Let’s look at how the Italians view themselves, first, because I think it’s important regarding how the politics will play out. I wrote a post in June on how Italian political figures might say that “at any point in time over the past 25 years, Italy has had a primary surplus (before paying interest) among the highest in Europe”. And what they mean by that is that Italy has adhered to the EU’s stability and growth pact rules better than anyone. The problem is a legacy government debt from the period before the euro.

So, Italian politicians see the present debate over Italy’s attempts to jumpstart demand with that backdrop. They reasonably object to the imposition of fiscal constraints given how well they have adhered to the EU’s guidelines in both good and bad times. And so, the talk of Italy as a deficit sinner and one of the four PIGS is met with a righteous sense of anger.

But Italians want the euro

Negotiating positions for the Italian government are restricted largely because polls show a super-majority of Italians favour remaining in the eurozone. Only one-quarter of Italians back exiting the euro. And so that means, the political battles between Rome and Brussels will play out without Italexit as a reasonable concern for anyone. Instead, worst case scenarios will revolve around high Italian bond yields damaging the Italian economy, Italian bank balance sheets, and starting another round of increasing Italian distressed debt.

In that context, it makes more sense to sell private Italian assets than sovereign Italian assets simply because the Italian government is too big to fail. When push comes to shove, the EU will find a way to prop up Italian government bonds, likely with the Italian government bending to Brussels’ will on deficits and stimulus. If the EU and the ECB were to make the mistake of allowing the Italians to default, all hell would break lose and we would have a Lehman Brothers-style panic on our hands, with unknowable consequences.

And remember, we’ve seen this movie before. Despite all the talk of Grexit, Syriza  never said it wanted to leave the eurozone. Even the hard-charging finance minister Yanis Varoufakis said he unequivocally backed staying in the eurozone. As I explained in late May, Syriza “merely wanted to assert more sovereignty over its fiscal options because of the severity of the post-financial crisis downturn. In that case, voters backed this assertion of fiscal sovereignty. But Syriza was thwarted as the ECB pulled the plug and forced the Greeks to toe the line.”

Where does that leave us in Italy?

It’s unclear whether the fiscal situation in Italy will end in a showdown. If it does, Italian bonds will sell off even more. And faced with a worsening economy and the potential of private sector defaults, I believe the Italian government will have to respect the stability and growth pact in some form.

So, over the short-to-medium term, this is a fake crisis in Italy.
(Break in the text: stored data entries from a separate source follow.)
PR #3162, opened 2018-07-11
Windows async read EOF handling

ajax16384:
Windows "preadv" emulation uses overlapped ReadFile API.
This async read API may throw ERROR_HANDLE_EOF (https://docs.microsoft.com/en-us/windows/desktop/fileio/testing-for-the-end-of-a-file).
There are several issues with this error code handling:
- if "preadv" has multiple input bufs and only one of them reaches EOF then all data will be discarded and windows sepcific system_error will be raised
- *nix "preadv" and old windows "readv" does not generate error upon reaching EOF (they simply returns 0 while reading after EOF)

PR should fix these issues.

### DIFF
--- a/src/file.cpp
+++ b/src/file.cpp
@@ -212,7 +212,7 @@ namespace {
 				{
 					num_waits = i;
 					break;
-				} 
+				}
 				else if (last_error != ERROR_IO_PENDING
 #ifdef ERROR_CANT_WAIT
 					&& last_error != ERROR_CANT_WAIT
--- a/src/file.cpp
+++ b/src/file.cpp
@@ -201,42 +201,60 @@ namespace {
 		}
 
 		int ret = 0;
+		int num_waits = num_bufs;
 		for (int i = 0; i < num_bufs; ++i)
 		{
 			DWORD num_read;
-			if (ReadFile(fd, bufs[i].iov_base, DWORD(bufs[i].iov_len), &num_read, &ol[i]) == FALSE
-				&& GetLastError() != ERROR_IO_PENDING
-#ifdef ERROR_CANT_WAIT
-				&& GetLastError() != ERROR_CANT_WAIT
-#endif
-				)
+			if (ReadFile(fd, bufs[i].iov_base, DWORD(bufs[i].iov_len), &num_read, &ol[i]) == FALSE)
 			{
-				ret = -1;
-				goto done;
+				DWORD last_error = GetLastError();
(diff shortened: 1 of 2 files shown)


src/file.cpp
```diff
@@ -201,42 +201,60 @@ namespace {
...
+		}
+
+		if (wait_for_multiple_objects(num_waits, h.data()) == WAIT_FAILED)
 		{
 			ret = -1;
 			goto done;
 		}
 
-		for (auto& o : ol)
+		for (int i = 0; i < num_waits; ++i)
```
arvidn: what would you think about making this a range-for loop like this?

`for (auto& o : span<OVERLAPPED>(ol).first(num_waits))`

src/file.cpp
```diff
@@ -201,42 +201,60 @@ namespace {
...
 		int ret = 0;
+		int num_waits = num_bufs;
 		for (int i = 0; i < num_bufs; ++i)
 		{
 			DWORD num_read;
-			if (ReadFile(fd, bufs[i].iov_base, DWORD(bufs[i].iov_len), &num_read, &ol[i]) == FALSE
-				&& GetLastError() != ERROR_IO_PENDING
+			if (ReadFile(fd, bufs[i].iov_base, DWORD(bufs[i].iov_len), &num_read, &ol[i]) == FALSE)
+			{
+				DWORD last_error = GetLastError();
```
arvidn: could you make `last_error` `const` please?

arvidn:
lgtm! would you mind adding a test or two demonstrating this case as well?

arvidn:
also, I imagine this fix really should go into `RC_1_1`

src/file.cpp
ajax16384: ok

src/file.cpp
ajax16384: ok

ajax16384:
add test of reading into two buffers beyong EOF

ajax16384:
will backport to RC_1_1 after merging it to master

test/test_file.cpp
```diff
@@ -1,4 +1,4 @@
-/*
+ /*
```
arvidn: would you mind removing this space?

ajax16384: ok

arvidn:
I will land this after the merge from RC_1_1 (which is in CI right now)

ajax16384:
https://github.com/arvidn/libtorrent/pull/3167

PR #3163, opened 2018-07-11
Fix unserialization of "unfinished" resume field

ajax16384:
It seems a34ce0278e0ce4c3d62a632425add5b7fcdf5551 changed how "unfinished" pieces blocks bitmasks stored, but forgot to fix how to read these bitmasks.
One of negative effects due this error was unexpected income_piece->verify_piece->do_hash->read ->file_error_alert. Because after torrent resume some piece blocks were falsely marked as finished.

### DIFF
--- a/src/read_resume_data.cpp
+++ b/src/read_resume_data.cpp
@@ -338,7 +338,15 @@ namespace {
 				bdecode_node const bitmask = e.dict_find_string("bitmask");
 				if (!bitmask || bitmask.string_length() == 0) continue;
 				bitfield& bf = ret.unfinished_pieces[piece];
-				bf.assign(bitmask.string_ptr(), bitmask.string_length());
+				char const* bitmask_str = bitmask.string_ptr();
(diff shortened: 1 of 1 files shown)


arvidn:
I don't think the format change was deliberate! The documentation still states the bitmask field is binary. I think it would be better to fix the writing of metadata to be compatible with `RC_1_1` (and itself) rather than changing the reader

arvidn:
ideally there would be a test to make sure an `add_torrent_params` object can round-trip through `write_resume_data()` and `read_resume_data()` too.

arvidn:
I submitted a pull request against your patch, to add some tests. https://github.com/ajax16384/libtorrent/pull/1

arvidn:
@ajax I think this is a better fix. what do you think? https://github.com/arvidn/libtorrent/pull/3165

ajax16384:
yes, it's looks better
so my test PR should be closed

PR #3169, opened 2018-07-12
simplify preadv and pwritev emulation functions

arvidn:


arvidn:
@ajax16384 does this look OK?

ajax16384:
yes, with scope exit routine looks much better

PR #3172, opened 2018-07-14
set port in handshake based on source address

ssiloti:


src/bt_peer_connection.cpp
```diff
@@ -2084,9 +2084,14 @@ namespace {
 		entry handshake;
 		entry::dictionary_type& m = handshake["m"].dict();
 
+		std::shared_ptr<torrent> t = associated_torrent().lock();
+		TORRENT_ASSERT(t);
+
 		// if we're using a proxy, our listen port won't be useful
 		// anyway.
-		auto const port = m_ses.listen_port();
+		auto const port = m_ses.listen_port(
```
arvidn: do you think it makes sense to gate the whole lookup logic behind `is_outgoing()` here? something like:

```
if (is_outgoing())
{
   auto const port = m_ses.listen_port(...);
   if (port == 0) handshake["p"] = port;
}
```

PR #3173, opened 2018-07-15
make the DHT announce flags a strong type

arvidn:


src/kademlia/dht_tracker.cpp
```diff
@@ -321,10 +321,11 @@ namespace libtorrent { namespace dht {
 		, std::function<void(std::vector<tcp::endpoint> const&)> f)
 	{
 		for (auto& n : m_nodes)
-			n.second.dht.get_peers(ih, f, {}, false);
+			n.second.dht.get_peers(ih, f, {}, {});
```
aldenml: do you think it makes sense to add `::none` to `flags::bitfield_flag`at some point?

arvidn: I kind of like `{}`

arvidn: ( https://www.youtube.com/watch?v=NGrnKr9rSz4 )

aldenml: anja, :), looking at it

Italian government debt will only be allowed to sell off so much before we see official intervention. The real threat is longer-term. A stand-off could do real damage to the Italian economy, enough so that it raises the desire of Italians to exit the euro. But we would need to see a doubling in pro-Italexit sympathy for a euro exit scenario to be a real threat. And we can’t get there overnight.

In the meantime, expect Italian government bond yields to remain elevated, causing Italy to underperform economically for the foreseeable future.